You can now use a secured connection between Security Servers and the protected NAS servers, provided they use SSL over ICAP.


Optimized the Control Center workspace with the new display modes of the menu: expanded, collapsed (icon view) and hidden.

Update System

Replaced the antimalware signatures with a new method to identify known and unknown malware, called Security Content.

Resolved issues

Sandbox Analyzer

Analysis results from a manual submission could not be retrieved if the proxy was in place

Update System

In Control Center, weekly recurrence for antimalware updates was resetting upon return, if set only on Sunday. This was only a display issue, the setting being sent correctly to the security agent.


Removed the ghost folders that appeared on some Partner accounts.


Security Server Load Balancing – Equal distribution mode had limited functionality.

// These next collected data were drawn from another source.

PR #1257, opened 2020-04-28
No need to allocate on disposal

mattleibow:
**Description of Change**

No need to allocate on disposal. The lazy property must not be used, but rather the field.

**Bugs Fixed**

None.

**API Changes**

None.

**Behavioral Changes**

None.

**PR Checklist**

- [ ] Updated documentation

### DIFF
--- a/binding/Binding/SKObject.cs
+++ b/binding/Binding/SKObject.cs
@@ -71,7 +71,9 @@ namespace SkiaSharp
 				}
 				dic.Clear ();
 			}
-			KeepAliveObjects?.Clear ();
+			if (keepAliveObjects is ConcurrentDictionary<IntPtr, SKObject> ka) {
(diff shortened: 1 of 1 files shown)


binding/Binding/SKObject.cs
```diff
@@ -71,7 +71,9 @@ protected override void DisposeManaged ()
 				}
 				dic.Clear ();
 			}
-			KeepAliveObjects?.Clear ();
+			if (keepAliveObjects is ConcurrentDictionary<IntPtr, SKObject> ka) {
+				ka.Clear ();
+			}
```
mattleibow, line 76: Using the property will always construct a fairly expensive object. And we are doing it in the Dispose. This means that we are ALWAYS constructing this for EVERY object.

PR #318, opened 2019-11-26
WIP Fix toggling mapboxlayer

edellucien:

PR #320, opened 2019-11-27
Fix visibility of mapbox layer

oterral:
Replace https://github.com/geops/trafimage-maps/pull/318


edellucien:
Great solution thanks! I tried to break the layer toggle unsuccessfully :+1:

PR #325, opened 2019-11-28
WIP Gevos/infofpw

gevos:
Use https://github.com/geops/trafimage-maps/pull/458 for test


src/config/topics.js
```diff
@@ -142,6 +143,18 @@ export const showcases = {
   layerInfoComponent: 'ShowcasesTopicInfo',
 };
 
+export const infofpw = {
+  name: 'ch.sbb.infofpw',
```
gevos: Currently, this topic is still visible, but it must be private.

src/popups/InfoFPWPopup/InfoFPWPopup.js
```diff
@@ -0,0 +1,114 @@
...
+    const { imageIndex } = this.state;
+
+    let text;
+    let image;
+    let pagination;
+
+    const pureText = feature.get(`${language}_text`) || feature.get('de_text');
+    if (pureText) {
+      // eslint-disable-next-line react/no-danger
+      text = <div dangerouslySetInnerHTML={{ __html: pureText }} />;
```
gevos: As this will be a private topic, we could dare to use it. What do you think?
Currently, the customer can generate HTML code in Cartaro with <strong>, <br />, <ul>, <ol>, <li>, and different kind of <a>. On production, all of these are used.

.env
```diff
@@ -1,6 +1,8 @@
 REACT_APP_PWA=inactive
 REACT_APP_CARTARO_URL=//cartaro2.stag.trafimage.ch/api/v1/
+REACT_APP_CARTARO_1_URL=//cartaro.trafimage.ch
```
gevos: I had to add a second Cartaro url to the old Cartaro.

src/popups/InfoFPWPopup/InfoFPWPopup.js
```diff
@@ -0,0 +1,114 @@
...
+        <img
+          src={`${process.env.REACT_APP_CARTARO_1_URL}/${photoPaths[imageIndex]}`}
+          draggable="false"
+          alt={t('Kein Bildtext')}
+        />
+      );
+
+      if (photoPaths.length > 1) {
+        pagination = (
+          <div className="wkp-pagination-wrapper">
```
gevos: Currently, I'm using the same classes from the component `<FeatureInformation>`. So, we do not have to change styling at two places. However, I don't think that this is good code style. What about a pagination component?

src/popups/InfoFPWPopup/InfoFPWPopup.js
```diff
@@ -0,0 +1,114 @@
...
+      image = (
+        <img
+          src={`${process.env.REACT_APP_CARTARO_1_URL}/${photoPaths[imageIndex]}`}
+          draggable="false"
+          alt={t('Kein Bildtext')}
+        />
+      );
+
+      if (photoPaths.length > 1) {
+        pagination = (
```
gevos: With the new baselayer and the new resolutions, it is possible that a popup opens with more than one feature. And if a feature has images (currently only on stag), we would see two pagination lines with `1 of 2`. As a solution, we could change the data. We could restrict the popup to only one feature. Or we could change the styling. What do you think?

src/popups/InfoFPWPopup/InfoFPWPopup.js
gevos: @oterral What do you think?

oterral: Fine for me

src/layerInfos/InfoFPWTopicInfo/InfoFPWTopicInfo.js
```diff
@@ -0,0 +1,51 @@
...
+      <span>
+        L’infografica fornisce una panoramica delle modifiche e dello sviluppo
+        dell’offerta dal cambiamento d’orario 2019.
+      </span>
+    ),
+  };
+
+  return (
+    <div>
+      {desc[language] ? desc[language] : desc.de}
```
oterral:
```suggestion
      {desc[language] || desc.de}
```

src/popups/InfoFPWPopup/InfoFPWPopup.js
oterral: Yes using the same pagination is not so nice.

Ideally a simple slideshow should be nice for images: https://react-slideshow.herokuapp.com/.
The lighter you get the better it is.

oterral: You can also create your own component, or just change the style of what you've already done (maybe the fatetr way).

gevos: I have integrated the react-slideshow-image lib.

src/popups/InfoFPWPopup/InfoFPWPopup.js
gevos: > I have integrated the react-slideshow-image lib.

So, this is obsolete.

gevos:
> * adds a max-height to the popup content.
> 
> * change the style of the image pagination or create a slideshow component for images.
> 
> * can you fix the display of the collapse/expand arrow in the layer tree. When the topic has no visible layer in the legend it shouldn't be displayed thx

Done.

src/popups/InfoFPWPopup/InfoFPWPopup.scss
```diff
@@ -0,0 +1,22 @@
+.wkp-infofpw-popup {
+  div {
+    line-height: 1.42857143;
```
oterral: are you sure of this ?  I don't want somebody complains thatn the line-height are different between popup.

gevos: In the old WKP, the line-height was generally 1.4... However, we would have a more compact popup without this line-height. Especially, as we use a popup with a max-height now instead of a sidebar with a variable height compared to the old WKP.

I have removed the line-height for both, the infofpw popup and the parks popup (here: replaced by padding).

src/components/FeatureInformation/FeatureInformation.scss
```diff
@@ -25,7 +25,17 @@
   }
 
   .wkp-feature-information-body {
-    padding: 10px;
+    & > * {
```
gevos: I have changed/fixed the popup styling (core, construction, and infofpw), see commits 7e716dc09cae2c34fc18f2fde9f9a7b4c85511cf and feab723166c2b24ff5e4c4c6148d808d826c0d94

src/components/FeatureInformation/FeatureInformation.scss
```diff
@@ -25,7 +25,17 @@
...
+      padding: 10px;
+    }
+
+    & > *:first-child {
+      padding-bottom: 0;
+    }
+
+    & > *:last-child {
+      padding-bottom: 10px;
```
oterral: this one is not necessary since you already apply a padding to all child

src/components/FeatureInformation/FeatureInformation.scss
oterral: please use div instead of *

src/components/FeatureInformation/FeatureInformation.scss
```diff
@@ -25,7 +25,17 @@
   }
 
   .wkp-feature-information-body {
-    padding: 10px;
+    & > * {
+      padding: 10px;
+    }
+
+    & > *:first-child {
```
oterral:
```suggestion
    & > div:first-child {
```

src/components/FeatureInformation/FeatureInformation.scss
oterral: ah yes it's necessary if there is only one child

src/components/FeatureInformation/FeatureInformation.scss
```diff
@@ -25,7 +25,17 @@
...
+      padding-bottom: 0;
+    }
+
+    & > *:last-child {
```
oterral:
```suggestion
    & > div:last-child {
```

src/components/FeatureInformation/FeatureInformation.scss
oterral:
```suggestion
    & > div {
```

src/components/FeatureInformation/FeatureInformation.scss
```diff
@@ -25,7 +25,17 @@
   }
 
   .wkp-feature-information-body {
-    padding: 10px;
```
gevos: This is a core change.

src/components/TopicMenu/TopicMenu.js
```diff
@@ -192,7 +192,13 @@ class TopicMenu extends PureComponent {
             <div
               className={`wkp-layer-toggler ${collapsed ? 'collapsed' : ''}`}
               style={{
-                display: topic.key === activeTopic.key ? 'block' : 'none',
```
gevos: Another core change to remove the topic arrow if there aren't any layers listed.

src/config/topics.js
gevos: This will be solved in another ticket.

src/components/FeatureInformation/FeatureInformation.scss
```diff
@@ -25,7 +25,17 @@
...
+    & > div {
+      padding: 10px;
+    }
+
+    & > div:first-child {
```
mhaertwig: @gevos please make the style definitions more explicit. Styling `div`'s without classes makes extending and changing styles very difficult.

gevos: @mhaertwig I cannot add class names as I do not know them.

There are two cases:

**Without pagination**, the last child is the custom topic popup where the className is always different, e.g. `wkp-infofpw-popup` or another class in another topic:
```
& > div:last-child {
  padding-bottom: 10px;
}
```

**With pagination**, the last child is the pagination  `wkp-pagination-wrapper`:
```
& > div:first-child { 
  padding-bottom: 0;
}

& > div:last-child {
  padding-bottom: 10px;
}
```


I could write this instead, but the first general line would remain:

```
& > div:last-child,
& > div.wkp-pagination-wrapper:last-child {
  padding-bottom: 10px;
}
```

gevos: To solve this, I have added a className property to each popup.

gevos:
@mhaertwig Please write a comment if you would like to merge this ticket.
Then I will 

- deactivate this ticket in topics.js
- merge this PR
- activated this topic in the new branch https://github.com/geops/trafimage-maps/tree/internal-topics

@edellucien @oterral f.y.i.

gevos:
WIP: I will add the old cartaro url to TrafimageMaps and to redux which allows to set instance urls

oterral:
ch.sbb.infofpw topic seems already  implemented in our version on gitlab. Please reopen if it makes sense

The scan load was not distributed equally between Security Servers.

Known issues


  • The new custom exclusion types are not available for custom scanning tasks from the Network page.

  • The following exclusion types for ATC/IDS are available only for Windows desktop operating systems:

    • Process with wildcards

    • File hash

    • Detection name

    • Detection name with wildcards

    • Command line

  • Certificate thumbprint exclusions are not available for ATC/IDS.

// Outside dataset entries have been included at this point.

PR #327, opened 2019-11-29
Use svg sbb logo instead.

edellucien:


src/components/Header/Header.scss
```diff
@@ -14,5 +14,10 @@
 
   .wkp-header-right {
     margin-right: 10px;
+
+    svg {
+      display: flex;
```
oterral: wkp-header-right should be display `flex` not the svg.

src/components/Header/Header.scss
```diff
@@ -14,5 +14,10 @@
 
   .wkp-header-right {
     margin-right: 10px;
+
```
oterral:
```suggestion
      display: flex;
```

src/components/Header/Header.scss
oterral:
```suggestion
      display: flex;
```

PR #328, opened 2019-11-29
Add link to Developer portal in footer.

edellucien:


src/components/Footer/Footer.js
```diff
@@ -44,6 +44,13 @@ const Footer = () => {
         <ActionLink onClick={() => dispatch(setDialogVisible('Impressum'))}>
           {t('Impressum')}
         </ActionLink>
+        <a
+          href="https://doc.trafimage.ch"
+          rel="noopener noreferrer"
+          target="_blank"
+        >
+          {t('Developer Portal')}
```
oterral: Is there already translations?

src/components/Footer/Footer.scss
```diff
@@ -24,6 +24,12 @@
     margin: 0 5px;
   }
 
+  .wkp-footer-left {
+    a {
+      white-space: nowrap;
```
oterral: Why that ?

edellucien: TO avoid having a button two lined content e.g.:
'Developer
 Portal'

src/components/Footer/Footer.js
edellucien: Not yet, it will probably stay so on every language, I remove the 't'

src/components/Footer/Footer.scss
oterral: if I remove it nothing happens

oterral: ah yes it happens :)

PR #334, opened 2019-12-03
Gevos/construction link

gevos:


src/components/Link/Link.js
```diff
@@ -0,0 +1,35 @@
...
+const propTypes = {
+  href: PropTypes.string.isRequired,
+  children: PropTypes.node,
+};
+
+const defaultProps = {
+  children: null,
+};
+
+const Link = ({ href, children }) => {
```
gevos: I've added this new component on purpose as we will have several topics with popup links.

src/components/Link/Link.js
```diff
@@ -0,0 +1,35 @@
...
+      <LinkIcon />
+      {children}
+    </a>
+  );
+};
+
+Link.propTypes = propTypes;
+Link.defaultProps = defaultProps;
+
+export default compose(withTranslation())(Link);
```
oterral: You never use the `t` function so you don't need withTranslation.

In fucntionnal component you can use the useTranslation hook instead, it avoids the use of compose then you can return a memoized Component : export default React.memo(Link);

gevos: I have completely removed `compose(withTranslation())` as we do not use translations in this component.

PR #335, opened 2019-12-03
Rename topics

gevos:


src/lang/fr.json
```diff
@@ -76,7 +76,7 @@
   "ch.sbb.handicap": "Personen mit eingeschränkter Mobilität",
   "ch.sbb.infofpw": "Informations changement d'horaire",
   "ch.sbb.infofpw-desc": "L'infographie illustre les défis de chaque gare pour assurer l'exploitation. L'infographie pilote du changement d'horaire de décembre 2018 se limite aux régions de Zurich et de la Suisse orientale.<p>Responsable: P-V-STA-BWP, <a href=\"mailto:xp487@sbb.ch\">xp487@sbb.ch</a></p>",
-  "ch.sbb.infrastruktur": "Infrastructure ferroviaire suisse",
+  "ch.sbb.infrastruktur": "Carte de réseau: infrastructure ferroviaire",
```
oterral:
```suggestion
  "ch.sbb.infrastruktur": "Carte du réseau des infrastructures ferroviaires",
```
@edellucien  can you confirm ?

edellucien: Yes it is better

src/lang/fr.json
```diff
@@ -90,7 +90,7 @@
   "ch.sbb.lar-desc": "TINA - Système d’information topographique réseau et offre Thème:<br/>Vue d’ensemble de l’offre et du réseau de l’Infrastructure incluant les différents horizons. Représentation des données prévisionnelles de l’offre (nombre de trains, matériel roulant, modifications d’un horizon à l’autre) et des projets majeurs sous forme de cartes topographiques/schématiques et de synopsis. ",
   "ch.sbb.mobz": "Mobilitätshubs",
   "ch.sbb.mobz-desc": "Mobilitätshubs",
-  "ch.sbb.netzkarte": "Carte du réseau des TP suisses",
+  "ch.sbb.netzkarte": "Carte de réseau: trafic voyageurs",
```
gevos:
```suggestion
  "ch.sbb.netzkarte": "Carte du réseau: trafic voyageurs",
```
@oterral What about this?

gevos: Lucien said that there is only a minimal difference in meaning between "de" und "du". So, I will leave it the way the translation service provided it.

src/lang/fr.json
gevos: Lucien said that there is only a minimal difference in meaning between "de" und "du". So, I will leave it the way the translation service provided it.

PR #338, opened 2019-12-04
REturn to netzkarte Popup on departure popup close with close button.

edellucien:
Allow to redirect to netzkarte popup, when closing departure popup.

### DIFF
--- a/src/components/FeatureInformation/FeatureInformation.js
+++ b/src/components/FeatureInformation/FeatureInformation.js
@@ -82,6 +82,9 @@ const FeatureInformation = ({ clickedFeatureInfo }) => {
             className="wkp-close-bt"
             onClick={() => {
               dispatch(setClickedFeatureInfo());
+              if (PopupComponent.actionOnClose) {
+                PopupComponent.actionOnClose();
+              }
             }}
           >
             <MdClose focusable={false} />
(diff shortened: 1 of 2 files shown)


src/components/FeatureInformation/FeatureInformation.js
```diff
@@ -82,6 +82,9 @@ const FeatureInformation = ({ clickedFeatureInfo }) => {
             className="wkp-close-bt"
             onClick={() => {
               dispatch(setClickedFeatureInfo());
+              if (PopupComponent.actionOnClose) {
+                PopupComponent.actionOnClose();
```
oterral: DidUnmount  is not called on DeparturePopup when we close the popup with the close button ?

edellucien: 'componentWillUnmount' is called when clicking on the close button, but as well on clicking outside of the popup.
This solution allows us to return to the netzkarte Popup only on click on close button.

src/popups/DeparturePopup/DeparturePopup.js
```diff
@@ -24,5 +48,9 @@ DeparturePopup.defaultProps = defaultProps;
 
 const composed = compose(withTranslation())(DeparturePopup);
 composed.renderTitle = feat => feat.get('name');
+// Trigerred on popup close with close button only.
+composed.actionOnClose = () => {
```
oterral: The namimg is a bit confusing since it applies only when we click on the close button.

edellucien:
Because the onCloseClick is called when we click on the close button in the popup's Header.
However here, we are hidding the header in the popup (because we don't want the default one), and adding the header in the FeatureInformation component.

src/popups/DeparturePopup/DeparturePopup.js
edellucien: You are right, I renamed it 'onCloseBtClick'.

PR #358, opened 2019-12-11
Add lang param to the permalink.

edellucien:


src/components/Permalink/Permalink.js
```diff
@@ -181,6 +202,13 @@ class Permalink extends PureComponent {
     });
   }
```
mhaertwig: A function to call a function that is only used once? Keeping it simple would reduce code and increase readability.

edellucien: The function is made because calling setState directly in componentDidUpdate is restricted by eslint, even though called within a if.

PR #371, opened 2019-12-13
Lucien/barrierfree enhancement

edellucien:


edellucien:
Requires https://github.com/geops/react-spatial/pull/402 to be merged

src/components/Popup/Popup.js
```diff
@@ -31,7 +31,7 @@ const Popup = () => {
 
   return (
     <RSPopup
-      showHeader={false}
+      renderHeader={() => {}}
```
friedjoff: Maybe we should set a default prop for this in react-spatial to avoid this?

src/components/Dialog/Dialog.js
```diff
@@ -26,15 +26,28 @@ function Dialog(props) {
...
+  const dialogRef = useRef(null);
+  let activeElement;
+
+  const escFunction = e => e.which === 27 && dispatch(setDialogVisible());
 
   const registerEsc = isRegister => {
     if (isRegister) {
       document.addEventListener('keydown', escFunction, false);
+
+      activeElement = document.activeElement;
```
friedjoff: Is it possible to add a test for this?

src/components/Popup/Popup.js
edellucien: Then by default the Header will not be displayed

src/components/Share/Share.js
```diff
@@ -51,7 +51,7 @@ const Share = () => {
     <div className="wkp-share">
       <SharePermalinkButton />
       {renderConf(config[0], t)}
-      <CanvasSaveButton title={t('Karte als Bild speichern')} map={map}>
+      <CanvasSaveButton aria-label={t('Karte als Bild speichern')} map={map}>
```
oterral: No more title ?

oterral: React doesn't complain about aria-label ? should not be ariaLabel ?

src/components/Dialog/Dialog.js
```diff
@@ -26,15 +26,28 @@ function Dialog(props) {
...
 
-  const escFunction = () => {
-    dispatch(setDialogVisible());
-  };
+  const dialogRef = useRef(null);
+  let activeElement;
+
+  const escFunction = e => e.which === 27 && dispatch(setDialogVisible());
 
   const registerEsc = isRegister => {
```
oterral: Since you use this function only once, I will move the content inside the useEffect directly.
This function will be overriden on each render, I think it's not good. Same for `activeElement` on each render the variable will be set to undefined so define it inside the useEffect. 

The code works because we mount/unmount the component and never rerender it .

src/components/Share/Share.js
edellucien: Nop It complains about ariaLabel (taken as a prop and not as the aria-label of the element) :)

edellucien: I add the title to the children (title prop has been removed from the component: https://github.com/geops/react-spatial/commit/f49dbfe9f9e9063c77d761fc9e96ac45a59144a9#diff-84392269f1dcee3ac19b57cd31741243)

src/components/Dialog/Dialog.js
edellucien: It seems rather hard to test and this is part of the release plan for tomorrow

edellucien:
Changed

src/components/Dialog/Dialog.js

View the full list of known issues for GravitZone Cloud platform.

February 2019


Sandbox Analyzer

  • New perspective on submissions

    • Advanced reporting interface, in the main menu, offering a single pane of glass view with all samples that were submitted to Sandbox Analyzer.

      The info cards based interface adds detailed information about each submission like:

      • Sample name.

      • Submission time.

      • Submission type – automatic or manual.

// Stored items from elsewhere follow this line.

PR #385, opened 2019-12-18
Use apiKey by default

oterral:


oterral:
@mhaertwig PR updated

PR #390, opened 2019-12-19
Switch search to react-transit

friedjoff:
- [x] create new react-transit release and update trafimage-maps


friedjoff:
@lb1c is it possible to make hound less noisy? 99% of this stuff is already covered by ESLint and Prettier which runs in our GitHub action CI.

lb1c:
`hound` was just a test. but since it's more disturbing i'll deactivate it for now

friedjoff:
> `hound` was just a test. but since it's more disturbing i'll deactivate it for now

Thanks! In general I like the idea, but maybe we should use more specific apps like the ImgBot.

edellucien:
We should ensure this MR is a WIP, until we correct the react-transit Search component.
The search functionality isn't quiet prefect yet.

src/components/Search/Search.js
```diff
@@ -1,147 +1,103 @@
...
-    };
-  }, []);
+function Search({ apiKey }) {
+  const dispatch = useDispatch();
+  const { t } = useTranslation();
+  const { layerService, map, searchEngines } = useSelector(state => ({
+    layerService: state.app.layerService,
+    map: state.app.map,
+    searchEngines: state.app.activeTopic.searchEngines,
+  }));
```
oterral: this generates always a rerender of the component . I will separate in 3 useSelector instead.

oterral:
Is this still actual ? @mhaertwig ?

PR #450, opened 2020-09-21
Fix action service prisma select

iddan:


iddan:
@yuval-hazaz please review retrospecitvely

PR #469, opened 2020-09-22
Client: Fix update build list

yuval-hazaz:


packages/amplication-client/src/VersionControl/Build.tsx
```diff
@@ -0,0 +1,123 @@
...
+
+const Build = ({
+  build,
+  onError,
+  open,
+}: {
+  build: models.Build;
+  onError: (error: Error) => void;
+  open: boolean;
+}) => {
```
iddan, line 33: Extract to `Props` type

iddan (commented):
Great job! One small comment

      • Source – endpoint name.

      • Analysis result – clean, infected or unsupported.

      • Severity score – shows how dangerous the sample is.

      • Files and processes involved into sample’s actions.

      Each card includes a link to a submission report, where you get even more data.

    • While displaying all new submissions, the reporting interface shows the old manual submissions made before this update as well.

    • In time, as adding more functionality to it, this reporting interface will replace the Sandbox Analyzer Results report, which from now on has the status deprecated;.

    • As MSP, you view in this interface only your own company submissions. Submissions of Customer companies are available in the Sandbox Analyzer Results report. Also, with this release, the Sandbox Analyzer Detection notification points to:

      • The new interface for submissions of your company.

      • The Sandbox Analyzer Results report for submissions of Customer companies.

  • New manual submission options

    • You can use these new options when submitting samples:

      • Submit URLs.

      • Define command-line arguments for sample analysis.

      • Set a time limit for analysis execution, the number of reruns and the internet access during analysis.

      • Exclude samples previously analyzed.

    • The Manual Submission page is now accessible from the main menu and from the new reporting interface.

  • User interface improvements at automatic submission in the security policy settings.

Public API

  • Hyper Detect events are now available in Event Push Service API.

  • Improved the mechanism of generating API keys. You will notice significantly longer API keys. The existing API keys continue to work as before this update, but it is recommended to replace them with new ones.

Resolved issues
  • In some situations, GravityZone administrators could not modify security policies because the Save button was disabled.

  • Improved the error message for AWS integration when using invalid ARN or ExternalID.

  • Addressed a security issue that could affect manual submission to Sandbox Analyzer.

  • Sometimes, Control Center was displaying inconsistent encryption status for the same endpoints.